PR #2034, opened 2020-04-30
LibJS: Add Symbol objects (without Object integration)

mattco98:
These commits add support for the symbol primitive, as well as the Symbol object. It also modifies the Object class to use `PropertyName`s as `HashMap` keys instead of `FlyString`s to support inserting symbols into objects.

This is a step up from what I've been doing -- I thought it'd be fun to take a stab at something a bit more challenging (and it was!). I learned a lot, but I don't have a ton of experience with C++, so it's probably far from perfect. Everything works, but there were definitely certain decisions that I wasn't 100% sure how to handle. 

For example: I changed the `HashMap`s from `FlyString` keys to `PropertyName` keys. This certainly makes it nice to use from a programming perspective, but is it a large performance hit since we now have to construct a new struct for every property? Would it be better to have two maps, one for `FlyString` and one for `PrimitiveSymbol`? I'm not quite sure.

### DIFF
--- a/Libraries/LibJS/Runtime/SymbolObject.cpp
+++ b/Libraries/LibJS/Runtime/SymbolObject.cpp
@@ -1,0 +1,122 @@
+/*
+ * Copyright (c) 2020, Matthew Olsson <matthewcolsson@gmail.com>
+ * All rights reserved.
+ *
+ * Redistribution and use in source and binary forms, with or without
+ * modification, are permitted provided that the following conditions are met:
+ *
+ * 1. Redistributions of source code must retain the above copyright notice, this
+ *    list of conditions and the following disclaimer.
+ *
+ * 2. Redistributions in binary form must reproduce the above copyright notice,
+ *    this list of conditions and the following disclaimer in the documentation
+ *    and/or other materials provided with the distribution.
+ *
+ * THIS SOFTWARE IS PROVIDED BY THE COPYRIGHT HOLDERS AND CONTRIBUTORS "AS IS"
+ * AND ANY EXPRESS OR IMPLIED WARRANTIES, INCLUDING, BUT NOT LIMITED TO, THE
+ * IMPLIED WARRANTIES OF MERCHANTABILITY AND FITNESS FOR A PARTICULAR PURPOSE ARE
+ * DISCLAIMED. IN NO EVENT SHALL THE COPYRIGHT HOLDER OR CONTRIBUTORS BE LIABLE
+ * FOR ANY DIRECT, INDIRECT, INCIDENTAL, SPECIAL, EXEMPLARY, OR CONSEQUENTIAL
+ * DAMAGES (INCLUDING, BUT NOT LIMITED TO, PROCUREMENT OF SUBSTITUTE GOODS OR
+ * SERVICES; LOSS OF USE, DATA, OR PROFITS; OR BUSINESS INTERRUPTION) HOWEVER
+ * CAUSED AND ON ANY THEORY OF LIABILITY, WHETHER IN CONTRACT, STRICT LIABILITY,
+ * OR TORT (INCLUDING NEGLIGENCE OR OTHERWISE) ARISING IN ANY WAY OUT OF THE USE
+ * OF THIS SOFTWARE, EVEN IF ADVISED OF THE POSSIBILITY OF SUCH DAMAGE.
+ */
+
+#include <LibJS/Heap/Heap.h>
+#include <LibJS/Interpreter.h>
+#include <LibJS/Runtime/GlobalObject.h>
+#include <LibJS/Runtime/Symbol.h>
+#include <LibJS/Runtime/SymbolObject.h>
+#include <LibJS/Runtime/SymbolPrototype.h>
+#include <LibJS/Runtime/Value.h>
+
+namespace JS {
+
+HashMap<String, Value> SymbolObject::s_global_symbol_map;
+
+Value SymbolObject::s_well_known_iterator;
+Value SymbolObject::s_well_known_async_terator;
+Value SymbolObject::s_well_known_match;
+Value SymbolObject::s_well_known_match_all;
+Value SymbolObject::s_well_known_replace;
+Value SymbolObject::s_well_known_search;
+Value SymbolObject::s_well_known_split;
+Value SymbolObject::s_well_known_has_instance;
+Value SymbolObject::s_well_known_is_concat_spreadable;
+Value SymbolObject::s_well_known_unscopables;
+Value SymbolObject::s_well_known_species;
+Value SymbolObject::s_well_known_to_primtive;
+Value SymbolObject::s_well_known_to_string_tag;
+
+SymbolObject* SymbolObject::create(GlobalObject& global_object, Symbol& primitive_symbol)
+{
+    return global_object.heap().allocate<SymbolObject>(primitive_symbol, *global_object.symbol_prototype());
+}
+
+SymbolObject::SymbolObject(Symbol& symbol, Object& prototype)
+    : Object(&prototype)
+    , m_symbol(symbol)
+{
+}
+
+SymbolObject::~SymbolObject()
+{
+}
+
+Value SymbolObject::get_global(Interpreter& interpreter, String description)
+{
+    auto global_symbol = s_global_symbol_map.get(description);
+    if (global_symbol.has_value())
+        return global_symbol.value();
+
+    auto symbol = js_symbol(interpreter, description, true);
+    s_global_symbol_map.set(description, symbol);
+    return Value(symbol);
+}
+
+void SymbolObject::initialize_well_known_symbols(Interpreter& interpreter)
+{
+    SymbolObject::s_well_known_iterator = Value(js_symbol(interpreter, "Symbol.iterator", false));
+    SymbolObject::s_well_known_async_terator = Value(js_symbol(interpreter, "Symbol.asyncIterator", false));
+    SymbolObject::s_well_known_match = Value(js_symbol(interpreter, "Symbol.match", false));
+    SymbolObject::s_well_known_match_all = Value(js_symbol(interpreter, "Symbol.matchAll", false));
+    SymbolObject::s_well_known_replace = Value(js_symbol(interpreter, "Symbol.replace", false));
+    SymbolObject::s_well_known_search = Value(js_symbol(interpreter, "Symbol.search", false));
+    SymbolObject::s_well_known_split = Value(js_symbol(interpreter, "Symbol.split", false));
+    SymbolObject::s_well_known_has_instance = Value(js_symbol(interpreter, "Symbol.hasInstance", false));
+    SymbolObject::s_well_known_is_concat_spreadable = Value(js_symbol(interpreter, "Symbol.isConcatSpreadable", false));
+    SymbolObject::s_well_known_unscopables = Value(js_symbol(interpreter, "Symbol.unscopables", false));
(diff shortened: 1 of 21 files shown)


mattco98:
Whoops, build fails. Think I committed something I didn't mean to

Libraries/LibJS/Runtime/PrimitiveSymbol.cpp
```diff
@@ -0,0 +1,53 @@
+/*
+ * Copyright (c) 2020, Andreas Kling <kling@serenityos.org>
```
awesomekling, line 2: I didn't write this :)

Libraries/LibJS/Runtime/PrimitiveSymbol.h
```diff
@@ -0,0 +1,55 @@
+/*
+ * Copyright (c) 2020, Andreas Kling <kling@serenityos.org>
```
awesomekling, line 2: I didn't write this :)

Libraries/LibJS/Runtime/PrimitiveSymbol.h
```diff
@@ -0,0 +1,55 @@
...
+    virtual const char* class_name() const override { return "PrimitiveSymbol"; }
+
+    const String m_description;
+    const bool m_is_global;
+};
+
+PrimitiveSymbol* js_symbol(Heap&, String description, bool is_global);
+PrimitiveSymbol* js_symbol(Interpreter&, String description, bool is_global);
+
+}
```
awesomekling, line 55: Please configure your editor to add a newline at the end of files.

Libraries/LibJS/Runtime/PrimitiveSymbol.h
```diff
@@ -0,0 +1,55 @@
...
+
+namespace JS {
+
+class PrimitiveSymbol final : public Cell {
+public:
+    PrimitiveSymbol(String, bool);
+    virtual ~PrimitiveSymbol();
+
+    String description() { return m_description; }
+    const String description() const { return m_description; }
```
awesomekling, line 40: Since the symbol object is not transferring ownership of the string, we can just return it as a const reference.
Also we don't need a const and non-const version of this :)

```suggestion
const String& description() const { return m_description; }
```

Libraries/LibJS/Runtime/PrimitiveSymbol.h
```diff
@@ -0,0 +1,55 @@
...
+    bool is_global() { return m_is_global; }
+    String to_string() { return String::format("Symbol(%s)", description().characters()); }
+    const String to_string() const { return String::format("Symbol(%s)", description().characters()); }
```
awesomekling, line 43: No need for both const and non-const versions here; the const version is enough.

Libraries/LibJS/Runtime/PrimitiveSymbol.h
```diff
@@ -0,0 +1,55 @@
...
+namespace JS {
+
+class PrimitiveSymbol final : public Cell {
+public:
+    PrimitiveSymbol(String, bool);
+    virtual ~PrimitiveSymbol();
+
+    String description() { return m_description; }
+    const String description() const { return m_description; }
+    bool is_global() { return m_is_global; }
```
awesomekling, line 41: This should be const-qualified since it does not mutate the object.

Libraries/LibJS/Runtime/PrimitiveSymbol.h
```diff
@@ -0,0 +1,55 @@
...
+ */
+
+#pragma once
+
+#include <AK/String.h>
+#include <LibJS/Runtime/Cell.h>
+
+namespace JS {
+
+class PrimitiveSymbol final : public Cell {
```
awesomekling, line 34: The reason `PrimitiveString` is called `PrimitiveString` is because `String` is already a ubiquitous name in the codebase. We can just call this `Symbol` :)

Libraries/LibJS/Runtime/SymbolObject.cpp
```diff
@@ -0,0 +1,102 @@
...
+    auto global_symbol = s_global_symbol_map.get(description);
+    if (global_symbol.has_value())
+        return global_symbol.value();
+
+    auto symbol = js_symbol(interpreter, description, true);
+    s_global_symbol_map.set(description, symbol);
+    return Value(symbol);
+}
+
+void SymbolObject::initialize_wellknown_symbols(Interpreter& interpreter)
```
awesomekling, line 79: Let's write `well known` as two words :)

Libraries/LibJS/Runtime/SymbolObject.h
```diff
@@ -0,0 +1,95 @@
...
+
+class SymbolObject : public Object {
+public:
+    static SymbolObject* create(GlobalObject&, PrimitiveSymbol&);
+
+    SymbolObject(PrimitiveSymbol&, Object& prototype);
+    virtual ~SymbolObject() override;
+
+    PrimitiveSymbol* primitive_symbol() { return &m_symbol; }
+    const PrimitiveSymbol* primitive_symbol() const { return &m_symbol; }
```
awesomekling, line 42: Let's return a `PrimitiveSymbol&` instead of `PrimitiveSymbol*` here since we can never return `nullptr`.

Libraries/LibJS/Runtime/SymbolObject.h
```diff
@@ -0,0 +1,95 @@
...
+
+    String description() { return m_symbol.description(); }
+    const String description() const { return m_symbol.description(); }
```
awesomekling, line 45: No need for both const and non-const (const is enough!), also we can just return `const String&`.

Libraries/LibJS/Runtime/SymbolObject.h
```diff
@@ -0,0 +1,95 @@
...
+    bool is_global() { return m_symbol.is_global(); }
```
awesomekling, line 46: This should be const-qualified.

Libraries/LibJS/Runtime/PropertyName.h
```diff
@@ -36,41 +37,54 @@ class PropertyName {
...
+struct AK::Traits<JS::PropertyName> : public GenericTraits<JS::PropertyName> {
+    static unsigned hash(const JS::PropertyName& key)
+    {
+        ASSERT(key.is_valid());
+        if (key.is_string())
+            return key.as_string().hash();
+        if (key.is_number())
+            return key.as_number();
+        // FIXME: Better symbol hashing
+        return pair_int_hash(key.as_symbol().description().hash(), reinterpret_cast<intptr_t>(&key.as_symbol()));
```
mattco98, line 88: This is making the build fail right now. I don't know a good way to hash Symbols because they don't have any data members that make them unique.

Libraries/LibJS/Runtime/PropertyName.h
```diff
@@ -36,41 +37,54 @@ class PropertyName {
...
+
+template<>
+struct AK::Traits<JS::PropertyName> : public GenericTraits<JS::PropertyName> {
+    static unsigned hash(const JS::PropertyName& key)
+    {
+        ASSERT(key.is_valid());
+        if (key.is_string())
+            return key.as_string().hash();
+        if (key.is_number())
+            return key.as_number();
```
awesomekling, line 86:
```suggestion
            return int_hash(key.as_number());
```

Libraries/LibJS/Runtime/PropertyName.h
awesomekling: You can use `ptr_hash()` on pointers instead of casting to `intptr_t` which may confuse the host-side build.

Libraries/LibJS/Runtime/Shape.h
```diff
@@ -84,34 +84,34 @@ class Shape final : public Cell {
...
 
-    Optional<PropertyMetadata> lookup(const FlyString&) const;
-    const HashMap<FlyString, PropertyMetadata>& property_table() const;
+    Optional<PropertyMetadata> lookup(const PropertyName&) const;
+    const HashMap<PropertyName, PropertyMetadata>& property_table() const;
     size_t property_count() const;
 
     struct Property {
-        FlyString key;
+        PropertyName key;
```
awesomekling, line 92: `PropertyName` is a large object (12 bytes compared to `FlyString` being 4 bytes) that was never meant for persistent storage like this. In this context, the numeric index part of `PropertyName` is completely dead weight since shapes are unconcerned with indexes. The type field of `PropertyName` is also way too huge and really only needs a single bit.

Let's instead find a way to store either a symbol or a string here. Perhaps we could have something like a `SymbolOrString` class that is internally a pointer to a `StringImpl` (interned through `FlyString`) and using the lowest bit of the pointer to indicate whether it's a string or a symbol?

mattco98:
Alright, so I've been working on integrating symbols into the object system, and though I haven't managed to yet, _if_ I do it'll be quite a large PR, as there are (obviously) many areas it affects. I've decided it's best to just split those changes off from this PR, especially as I'm still not 100% confident that I'll be able to do it. I'll give it my best though :). My latest force push just removed what use to be the second commit in this PR.

Libraries/LibJS/Runtime/SymbolObject.cpp
```diff
@@ -0,0 +1,102 @@
...
+    SymbolObject::s_well_known_match_all = Value(js_symbol(interpreter, "Symbol.matchAll", false));
+    SymbolObject::s_well_known_replace = Value(js_symbol(interpreter, "Symbol.replace", false));
+    SymbolObject::s_well_known_search = Value(js_symbol(interpreter, "Symbol.search", false));
+    SymbolObject::s_well_known_split = Value(js_symbol(interpreter, "Symbol.split", false));
+    SymbolObject::s_well_known_has_instance = Value(js_symbol(interpreter, "Symbol.hasInstance", false));
+    SymbolObject::s_well_known_is_concat_spreadable = Value(js_symbol(interpreter, "Symbol.isConcatSpreadable", false));
+    SymbolObject::s_well_known_unscopables = Value(js_symbol(interpreter, "Symbol.unscopables", false));
+    SymbolObject::s_well_known_species = Value(js_symbol(interpreter, "Symbol.species", false));
+    SymbolObject::s_well_known_to_primtive = Value(js_symbol(interpreter, "Symbol.toPrimitive", false));
+    SymbolObject::s_well_known_to_string_tag = Value(js_symbol(interpreter, "Symbol.toStringTag", false));
```
awesomekling, line 93: Who protects these from garbage collection?

mattco98: Ahh, I didn't consider garbage collection. I assume that because they're static, I couldn't add them to a `visit_children` method. Would the best place to do that be `Interpreter.gather_roots`?

awesomekling: Sure, perhaps we could add a public static function to `SymbolObject`, and then call that from `Interpreter::gather_roots()`. That way the values can still live in `SymbolObject.cpp` :)

Libraries/LibJS/Runtime/SymbolObject.h
```diff
@@ -0,0 +1,95 @@
...
+    static Value well_known_to_string_tag() { return s_well_known_to_string_tag; };
+
+private:
+    virtual void visit_children(Visitor&) override;
+    virtual const char* class_name() const override { return "SymbolObject"; }
+    virtual bool is_symbol_object() const override { return true; }
+
+    Symbol& m_symbol;
+
+    static HashMap<String, Value> s_global_symbol_map;
```
awesomekling, line 78: Wait, how are these protected from GC?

## REQUIRED WORK
Which lines in the data above contain "they"? Show each one.

## SOLUTION
mattco98, line 88: This is making the build fail right now. I don't know a good way to hash Symbols because they don't have any data members that make them unique.
mattco98: Ahh, I didn't consider garbage collection. I assume that because they're static, I couldn't add them to a `visit_children` method. Would the best place to do that be `Interpreter.gather_roots`?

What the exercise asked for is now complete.